Extracted records
________________

PR #703, opened 2024-06-12
add config option to expose device extensions

rjodinchr:
The goal is to be able to enable extensions that are not fully supported by clvk, but enough for some applications.

### DIFF
--- a/README.md
+++ b/README.md
@@ -500,6 +500,9 @@ using the name of the corresponding environment variable.
   applications to work with the downside of not cleanly terminating clvk. Use
   with caution.
 
+* `CLVK_DEVICE_EXTENSIONS` specifies extensions to be added to the list of
+  exposed extensions. It expects a whitespace separated list of extensions.
+
 # Limitations
 
 * Only one device per CL context
--- a/src/device.cpp
+++ b/src/device.cpp
@@ -674,6 +674,26 @@ void cvk_device::build_extension_ils_list() {
         m_has_subgroup_size_selection = true;
     }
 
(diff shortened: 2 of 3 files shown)


src/device.cpp
```diff
@@ -679,6 +679,7 @@ void cvk_device::build_extension_ils_list() {
         m_extension_string += ext.name;
         m_extension_string += " ";
     }
+    m_extension_string += config.device_extensions();
```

________________

### WORK REQUEST
Output all records verbatim.

### TASK SOLUTION
PR #703, opened 2024-06-12
add config option to expose device extensions

rjodinchr:
The goal is to be able to enable extensions that are not fully supported by clvk, but enough for some applications.

### DIFF
--- a/README.md
+++ b/README.md
@@ -500,6 +500,9 @@ using the name of the corresponding environment variable.
   applications to work with the downside of not cleanly terminating clvk. Use
   with caution.
 
+* `CLVK_DEVICE_EXTENSIONS` specifies extensions to be added to the list of
+  exposed extensions. It expects a whitespace separated list of extensions.
+
 # Limitations
 
 * Only one device per CL context
--- a/src/device.cpp
+++ b/src/device.cpp
@@ -674,6 +674,26 @@ void cvk_device::build_extension_ils_list() {
         m_has_subgroup_size_selection = true;
     }
 
(diff shortened: 2 of 3 files shown)


src/device.cpp
```diff
@@ -679,6 +679,7 @@ void cvk_device::build_extension_ils_list() {
         m_extension_string += ext.name;
         m_extension_string += " ";
     }
+    m_extension_string += config.device_extensions();
```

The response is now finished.